PR #446, opened 2019-09-05
[IVANCHUK] Run Travis for ruby 2.5.x only

simaishi:
Not sure why this repo got missed in the last blaster...  cc @d-m-u


d-m-u:
Oh, cause ```if `grep -E 'git clone.+manageiq.git' bin/setup`.include?('manageiq.git')``` won't work here, sorry, yeah.

PR #447, opened 2019-09-06
[MiqGenericMountSession] Fix .source_for_log

NickLaMuro:
Does better fallback handling and nil checking for this method.

This can fail as part of `MiqGenericMountSession#add`'s `rescue` statement when the `@source_input` is not defined, and that will mask the actual error that was raised.

This fixes that bug so the proper error is shown in the logs.

Fixes https://bugzilla.redhat.com/show_bug.cgi?id=1763890

### DIFF
--- a/lib/gems/pending/util/mount/miq_generic_mount_session.rb
+++ b/lib/gems/pending/util/mount/miq_generic_mount_session.rb
@@ -490,6 +490,12 @@ class MiqGenericMountSession < MiqFileStorage::Interface
   end
 
   def source_for_log
-    @input_writer ? "<STREAMED_FROM_CMD>" : @source_input.path
+    if @input_writer
+      "<STREAMED_FROM_CMD>"
+    elsif @source_input
+      @source_input.path
+    else
+      "<NOT_READY>"
+    end
   end
 end


lib/gems/pending/util/mount/miq_generic_mount_session.rb
```diff
@@ -490,6 +490,10 @@ def settings_mount_point
   end
 
   def source_for_log
-    @input_writer ? "<STREAMED_FROM_CMD>" : @source_input.path
+    case
```
NickLaMuro: I think this looks better than an `if` would, but clearly `rubocop` disagrees.  Up to the reviewer if they want me to change it, but not going to go out of my way to do so.

lib/gems/pending/util/mount/miq_generic_mount_session.rb
```diff
@@ -490,6 +490,10 @@ def settings_mount_point
...
+    when @input_writer then "<STREAMED_FROM_CMD>"
+    when @source_input then @source_input.path
+    else "<NOT_READY>"
```
djberg96: At the very minimum I would argue that we should be using the instance methods rather than referencing instance variables that don't even exist in this file.

I also feel like there should be an inheritable method that does this instead of defining it in a subclass.

I also prefer `'if` here, as case without an argument just looks odd to me.

NickLaMuro: > At the very minimum I would argue that we should be using the instance methods rather than referencing instance variables that don't even exist in this file.

Fair enough, I think that is a reasonable request.  Granted, these were meant to be private variables, which is why I didn't create methods for them but I think your argument makes sense.

> I also prefer 'if here...

Fine, you twisted my arm... I will do it...

😄

NickLaMuro: @djberg96 So I changed the if, but didn't do the other request.

It isn't that I don't disagree with it, but I want to mostly fix the bug in this PR, and address the major refactoring that this code desperately needs at another time.  This code I know will work, where as I might be introducing other bugs if I try and fix the inheritance and instance variable usage further.

Hope that makes sense.

NickLaMuro:
@miq-bot add_label hammer/yes ivanchuk/yes

NickLaMuro:
F...

@miq-bot add_label hammer/yes, ivanchuk/yes

simaishi:
Ivanchuk backport details:

```
$ git log -1
commit d09786dc6191764fb0a38caf5ea2210d6cfddca6
Date:   Wed Oct 23 11:51:28 2019 -0400

    Merge pull request #447 from NickLaMuro/fix_source_for_log_errors
    
    [MiqGenericMountSession] Fix .source_for_log
    
    (cherry picked from commit bb0b1d483ea9a27a919b829c11ef0421ac6630ba)
    
    Fixes https://bugzilla.redhat.com/show_bug.cgi?id=1767895
```

PR #269, opened 2021-01-16
clarifying note, where does the xxxxxxxContract struct comes from in sim testing

luciotato:


willemneal (approved):
Thanks!

examples/cross-contract-high-level/tests/general.rs
```diff
@@ -3,6 +3,7 @@ use near_sdk_sim::{
     STORAGE_AMOUNT,
 };
 extern crate cross_contract_high_level;
+//Note: the struct xxxxxxContract is created by #[near_bindgen] (near_skd_rs~2.0.4)
```
chadoh, line 6:
```suggestion
//Note: the struct xxxxxxContract is created by #[near_bindgen] (near_sdk_rs~2.0.4)
```

chadoh: Does this need to mention `2.0.4`? Seems possibly overly specific & quickly out-of-date.

chadoh: Actually, how about this:

```suggestion
// Note: the struct xxxxxxContract is created by #[near_bindgen] from near-sdk in combination with near-sdk-sim
```

@willemneal does this seem more accurate? I think it's important to understand that `#[near_bindgen]` only creates this `xxxxxContract` struct when the file is compiled with `near-sdk-sim`.

luciotato: Yes that's a better comment. The key thing is that for new developers trying to understand what the code is doing, the fact that `struct CrossContractContract` is nowhere to be found in the code is baffling. It's important to let the reader know that this is struct generated on the fly by a macro, so they don't get confused when they can't find the struct declaration in the code.

willemneal: Yeah it's the trickiest part for sure.  Currently the new type is created only if the target is not wasm.  So technically you could use it in unit tests too.

mikedotexe (approved):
==========
▶ _What is needed_: All of the material above should be repeated exactly.

▶ _Task response_:
PR #446, opened 2019-09-05
[IVANCHUK] Run Travis for ruby 2.5.x only

simaishi:
Not sure why this repo got missed in the last blaster...  cc @d-m-u


d-m-u:
Oh, cause ```if `grep -E 'git clone.+manageiq.git' bin/setup`.include?('manageiq.git')``` won't work here, sorry, yeah.

PR #447, opened 2019-09-06
[MiqGenericMountSession] Fix .source_for_log

NickLaMuro:
Does better fallback handling and nil checking for this method.

This can fail as part of `MiqGenericMountSession#add`'s `rescue` statement when the `@source_input` is not defined, and that will mask the actual error that was raised.

This fixes that bug so the proper error is shown in the logs.

Fixes https://bugzilla.redhat.com/show_bug.cgi?id=1763890

### DIFF
--- a/lib/gems/pending/util/mount/miq_generic_mount_session.rb
+++ b/lib/gems/pending/util/mount/miq_generic_mount_session.rb
@@ -490,6 +490,12 @@ class MiqGenericMountSession < MiqFileStorage::Interface
   end
 
   def source_for_log
-    @input_writer ? "<STREAMED_FROM_CMD>" : @source_input.path
+    if @input_writer
+      "<STREAMED_FROM_CMD>"
+    elsif @source_input
+      @source_input.path
+    else
+      "<NOT_READY>"
+    end
   end
 end


lib/gems/pending/util/mount/miq_generic_mount_session.rb
```diff
@@ -490,6 +490,10 @@ def settings_mount_point
   end
 
   def source_for_log
-    @input_writer ? "<STREAMED_FROM_CMD>" : @source_input.path
+    case
```
NickLaMuro: I think this looks better than an `if` would, but clearly `rubocop` disagrees.  Up to the reviewer if they want me to change it, but not going to go out of my way to do so.

lib/gems/pending/util/mount/miq_generic_mount_session.rb
```diff
@@ -490,6 +490,10 @@ def settings_mount_point
...
+    when @input_writer then "<STREAMED_FROM_CMD>"
+    when @source_input then @source_input.path
+    else "<NOT_READY>"
```
djberg96: At the very minimum I would argue that we should be using the instance methods rather than referencing instance variables that don't even exist in this file.

I also feel like there should be an inheritable method that does this instead of defining it in a subclass.

I also prefer `'if` here, as case without an argument just looks odd to me.

NickLaMuro: > At the very minimum I would argue that we should be using the instance methods rather than referencing instance variables that don't even exist in this file.

Fair enough, I think that is a reasonable request.  Granted, these were meant to be private variables, which is why I didn't create methods for them but I think your argument makes sense.

> I also prefer 'if here...

Fine, you twisted my arm... I will do it...

😄

NickLaMuro: @djberg96 So I changed the if, but didn't do the other request.

It isn't that I don't disagree with it, but I want to mostly fix the bug in this PR, and address the major refactoring that this code desperately needs at another time.  This code I know will work, where as I might be introducing other bugs if I try and fix the inheritance and instance variable usage further.

Hope that makes sense.

NickLaMuro:
@miq-bot add_label hammer/yes ivanchuk/yes

NickLaMuro:
F...

@miq-bot add_label hammer/yes, ivanchuk/yes

simaishi:
Ivanchuk backport details:

```
$ git log -1
commit d09786dc6191764fb0a38caf5ea2210d6cfddca6
Date:   Wed Oct 23 11:51:28 2019 -0400

    Merge pull request #447 from NickLaMuro/fix_source_for_log_errors
    
    [MiqGenericMountSession] Fix .source_for_log
    
    (cherry picked from commit bb0b1d483ea9a27a919b829c11ef0421ac6630ba)
    
    Fixes https://bugzilla.redhat.com/show_bug.cgi?id=1767895
```

PR #269, opened 2021-01-16
clarifying note, where does the xxxxxxxContract struct comes from in sim testing

luciotato:


willemneal (approved):
Thanks!

examples/cross-contract-high-level/tests/general.rs
```diff
@@ -3,6 +3,7 @@ use near_sdk_sim::{
     STORAGE_AMOUNT,
 };
 extern crate cross_contract_high_level;
+//Note: the struct xxxxxxContract is created by #[near_bindgen] (near_skd_rs~2.0.4)
```
chadoh, line 6:
```suggestion
//Note: the struct xxxxxxContract is created by #[near_bindgen] (near_sdk_rs~2.0.4)
```

chadoh: Does this need to mention `2.0.4`? Seems possibly overly specific & quickly out-of-date.

chadoh: Actually, how about this:

```suggestion
// Note: the struct xxxxxxContract is created by #[near_bindgen] from near-sdk in combination with near-sdk-sim
```

@willemneal does this seem more accurate? I think it's important to understand that `#[near_bindgen]` only creates this `xxxxxContract` struct when the file is compiled with `near-sdk-sim`.

luciotato: Yes that's a better comment. The key thing is that for new developers trying to understand what the code is doing, the fact that `struct CrossContractContract` is nowhere to be found in the code is baffling. It's important to let the reader know that this is struct generated on the fly by a macro, so they don't get confused when they can't find the struct declaration in the code.

willemneal: Yeah it's the trickiest part for sure.  Currently the new type is created only if the target is not wasm.  So technically you could use it in unit tests too.

mikedotexe (approved):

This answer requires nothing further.